JsonBatch - Journey from zero to full-fledged Batch Engine - part 1

Recently, I have published JsonBatch - an Engine to run batch requests with JSON based REST APIs. Although it is a small library, I found it quite satisfying to go through all processes, from designing to developing it. So today, I want to share my journey with you.

I. The idea

It all started with a requirement for our company product. To support one of our users migrate their own system to our system, we need to provide them an Adapter that will bridge the gap between their APIs to our APIs and maintain it for a while until they finish the migrating process.

It's a common requirement, but we want to reuse it somehow, so we don't have to repeat the same works with other users. At first, we thinking about providing user a way to config what endpoint that their API will route to, and how to map our response back to their response. Quite straight forward, but the reality is not so simple. Due to the different design of 2 systems, their API will mostly have to call multi-requests and then aggregate all responses.

That is when an idea came to me.

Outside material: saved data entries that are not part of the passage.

PR #482, opened 2020-06-10
Fix the bug that generate wrong snapshot meta when tiup mirror clone

lonng:

Fix: #483 

Fix the bug that generate wrong snapshot meta when tiup mirror clone.


pkg/repository/clone_mirror.go
```diff
@@ -171,7 +171,7 @@ func CloneMirror(repo *V1Repository, components []string, targetDir string, sele
 			return err
 		}
 		var _ = len(bytes) // this length is the not final length, since we still change the manifests before write it to disk.
-		snapshot.Meta["/"+name] = v1manifest.FileVersion{
+		snapshot.Meta["/"+fname] = v1manifest.FileVersion{
```
AstroProfundis, line 174: Why did it working if the former lengths in manifests are wrong?

lonng:
> One more issue, there is `v1manifest.RenewManifest()` that reset the expires time of a manifest, so no need to calculate expire time manually with `SetExpiresAt`

@AstroProfundis The expiration of `v1manifest.RenewManifest()` is too short for the offline mirror, so I set the expiration manually.

PR #489, opened 2020-06-11
move init mirror to preRun for `tiup mirror clone`

lichunzhu:
move init mirror to preRun for `tiup mirror clone`. tiup --help and --version commands (expect `tiup mirror clone --help`) don't need init environment and connect to network any more.

Don't parse args for `tiup mirror clone` at beginning. Do it in running progress.

### Check List 

Tests 

 - Unit test
 - Integration test
 - No code

Code changes

 - Has persistent data change

Side effects

 - Increased code complexity

Related changes

### DIFF
--- a/cmd/mirror.go
+++ b/cmd/mirror.go
@@ -471,11 +471,34 @@ func yankComp(repo, id, version string) error {
 // the `mirror clone` sub command
 func newMirrorCloneCmd() *cobra.Command {
 	var (
-		options    = repository.CloneOptions{Components: map[string]*[]string{}}
-		components []string
-		repo       *repository.V1Repository
+		options     = repository.CloneOptions{Components: map[string]*[]string{}}
+		components  []string
+		repo        *repository.V1Repository
+		initialized bool
 	)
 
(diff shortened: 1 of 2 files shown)


cmd/mirror.go
```diff
@@ -470,50 +470,60 @@ func yankComp(repo, id, version string) error {
...
+				options.Components[name] = new([]string)
+				cmd.Flags().StringSliceVar(options.Components[name], name, nil, "Specify the versions for component "+name)
+			}
+			return nil
+		},
 		RunE: func(cmd *cobra.Command, args []string) error {
-			if len(args) < 1 {
-				return cmd.Help()
+			cmd.DisableFlagParsing = false
+			err := cmd.ParseFlags(args)
```
lonng, line 511: It's better to use `SetHelpFunc` to overwrite the help function. The current implementation will cause inconsistent between `tiup help mirror clone` and `tiup mirror clone -h`.

lichunzhu: addressed, PTAL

What we need is a Batch Engine that can be configured easily & dynamically.

II. The first prototype

So for a Batch Engine, it should take a list of requests, execute sequentially, and collect all responses.

The execution logic is simple, but here comes the first challenge: How to build the request body?

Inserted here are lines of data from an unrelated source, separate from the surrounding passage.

PR #490, opened 2020-06-11
Rewrite dms specification

lichunzhu:
rewrite dms specification and block dms commands to pass `make build`.

### Check List 

Tests 

 - Unit test

Code changes


lichunzhu:
> Prefer to use `/**/` to comment code block to reduce the diff size.

Yes, I will refine this.

lichunzhu:
@lonng Revised, PTAL again

pkg/dms/meta/paths.go
```diff
@@ -0,0 +1,37 @@
...
+// You may obtain a copy of the License at
+//
+//     http://www.apache.org/licenses/LICENSE-2.0
+//
+// Unless required by applicable law or agreed to in writing, software
+// distributed under the License is distributed on an "AS IS" BASIS,
+// See the License for the specific language governing permissions and
+// limitations under the License.
+
+package meta
```
lonng, line 14: It's better to reuse the existing `DirPaths` structure instead of re-defining a new one. You can move the exists one into a common package.

pkg/dms/meta/server_config.go
```diff
@@ -0,0 +1,53 @@
...
+	"strings"
+
+	"github.com/pingcap/tiup/pkg/cluster/clusterutil"
+	"github.com/pingcap/tiup/pkg/cluster/executor"
+	"github.com/pingcap/tiup/pkg/cluster/meta"
+
+	"github.com/pingcap/errors"
+)
+
+func checkConfig(e executor.TiOpsExecutor, componentName, clusterVersion, nodeOS, arch, config string, paths DirPaths) error {
```
lonng, line 28: ditto

pkg/dms/meta/paths.go
lichunzhu: ok

pkg/dms/meta/topology.go
```diff
@@ -18,48 +18,209 @@ import (
...
+type JobSpec struct {
+	Action  string                 `yaml:"action"`
+	Type    string                 `yaml:"type"`
+	Name    string                 `yaml:"name,omitempty"`
+	Config  map[string]interface{} `yaml:"config,omitempty"`
+	Sources []SourceSpec           `yaml:"sources"`
+	Sink    SourceSpec             `yaml:"sink"`
+	Workers []WorkerSpec           `yaml:"workers"`
+	// job related specs, once job is stopped, these specs should stopped
+	DMMasters    []DMMasterSpec     `yaml:"dm-masters,omitempty"`
```
lonng, line 84: Do we need the `dm-master` field?

lonng:
@lichunzhu 
There is a lot of duplicated code in the tiup codebase, it's better to reuse the existing code instead of copy-paste.

pkg/dms/meta/topology.go
lichunzhu: I distinguish specs into two types:
1. started with source, ended with source:
    For example, Dumpling, Lightning, Importer, DMWorker. When their related source is removed from the job, these components should be stopped.
2. started with job, ended with job:
    For example, DMMaster, Monitors. When one source is removed from the job, these components shouldn't be affected. But when the job is stopped, these components should be stopped.

For `dm-master`, I think one or two sources shouldn't affect `dm-master`, so I put it here.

It's easy if the client can supply all the request bodies, but what if a request body requires data from the response of another request? The Engine needs a way to know how & where to extract data. Because all of the requests & responses will be JSON, so if you want to locate a field, the first answer that came to me is using JsonPath. Fortunately, Java already has a good library Jayway's JsonPath that supports all my needs.

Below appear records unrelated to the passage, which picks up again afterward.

PR #495, opened 2020-06-11
add listen_host for TiDB/TiKV/PD to specified the listen host

crazycs520:
Signed-off-by: crazycs520 <crazycs520@gmail.com>

Before this PR, TiDB/TiKV will always listen to the `0.0.0.0` host, this PR adds `listen_host` flag for PD/TiDB/TiKV to specify the listening address.

If user doesn't specified the `listen_host`, PD/TiDB/TiKV will listen on `0.0.0.0` defaultly.

### Check List 

Tests 

 - Manual test


pkg/cluster/meta/logic.go
```diff
@@ -248,6 +249,14 @@ func (i *instance) GetHost() string {
 	return i.host
 }
 
+// GetListenAddress implements Instance interface
+func (i *instance) GetListenAddress() string {
+	if len(i.listenAddress) == 0 {
```
AstroProfundis, line 254: why not compare with `""`?

pkg/cluster/meta/topology.go
```diff
@@ -127,6 +127,7 @@ func AllComponentNames() (roles []string) {
 // TiDBSpec represents the TiDB topology specification in topology.yaml
 type TiDBSpec struct {
 	Host            string                 `yaml:"host"`
+	ListenAddress   string                 `yaml:"listen_address"`
```
AstroProfundis, line 130: I think it's better to set `omitempty` for this

pkg/cluster/template/scripts/tidb.go
```diff
@@ -24,23 +24,25 @@ import (
...
+	StatusPort    int
+	DeployDir     string
+	LogDir        string
+	NumaNode      string
+	Endpoints     []*PDScript
 }
 
 // NewTiDBScript returns a TiDBScript with given arguments
-func NewTiDBScript(ip, deployDir, logDir string) *TiDBScript {
+func NewTiDBScript(ip, listenAddress, deployDir, logDir string) *TiDBScript {
```
AstroProfundis, line 38: How about using a similar approach with `Port`, that could avoid long argument list of the function. It's not a must, I just happen to recognized that.

pkg/cluster/meta/topology.go
crazycs520: great, done.

pkg/cluster/template/scripts/tidb.go
crazycs520: great, done.

pkg/cluster/meta/topology.go
```diff
@@ -127,6 +127,7 @@ func AllComponentNames() (roles []string) {
 // TiDBSpec represents the TiDB topology specification in topology.yaml
 type TiDBSpec struct {
 	Host            string                 `yaml:"host"`
+	ListenAddress   string                 `yaml:"listen_address,omitempty"`
```
lonng, line 130: I think `listen_address` is a bad name.

crazycs520: em... Any suggestion?

breeswish: Maybe call it `listen_host`? (since Address should contain the port part)

crazycs520: great,

crazycs520: done.

lonng:
@crazycs520 Please update the documentation/examples for `listen_host` field, thanks.

templates/scripts/run_tidb.sh.tpl
```diff
@@ -24,6 +24,7 @@ exec env GODEBUG=madvdontneed=1 bin/tidb-server \
 {{- end}}
     -P {{.Port}} \
     --status="{{.StatusPort}}" \
+    --host="{{.ListenAddress}}" \
```
buptzhoutian: Please add `--status-host="{{.ListenAddress}}"` , too

lonng: @crazycs520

So now we done with the How question, next is the Where question. The solution I came up with is building a grand JSON contains all the requests & responses. Something like this:

{
 "original": {
   "http_method": "...",
   "url": "...",
   "headers": {
     "header_1": [ "..." ],
     "header_2": [ "..." ],
     ...
   },
   "body": { ... }
 },
 "requests": [
     {
       "http_method": "...",
       "url": "...",
       "headers": {
         "header_1": [ "..." ],
         "header_2": [ "..." ],
         ...
       },
       "body": { ... }
     },
     ...
 ],
 "responses": [
     {
       "status": ...,
       "headers": {
         "header_1": [ "..." ],
         "header_2": [ "..." ],
         ...
       },
       "body": { ... }
     },
     ...
 ]
}

With that, only 1 problem left: we need a schema format to instruct the Engine build the actual JSON body. A quick search and I found out JSON Schema. But after some research, I think JSON Schema is more suited to validating than generating, and the schema format has a structure that quite different from actual JSON. So I'm left with designing my own custom schema.

With some experiments, I came up with a schema that's simple but good enough. The schema is same as actual JSON but only string field has a specific format. For example:

{
  "field_1": 1,
  "field_2": "int $.responses[0].body.field_a",
  "field_3": "int[] $.responses[*].body.field_a"
}

With this schema, the Engine will build a JSON with:

  • field_1 = 1
  • field_2 is integer, and extract value from JsonPath: $.responses[0].body.field_a
  • field_3 is integer array, and extract value from JsonPath: $.responses[*].body.field_a

An actual JSON will look like that:

{
  "field_1": 1,
  "field_2": 2,
  "field_3": [2, 3, 4]
}

You can see the structure of schema & actual is quite similar.

Now, after all the pieces came together, it took me about 1 week to code this first prototype. In the next part, I will share how this prototype continues to evolve.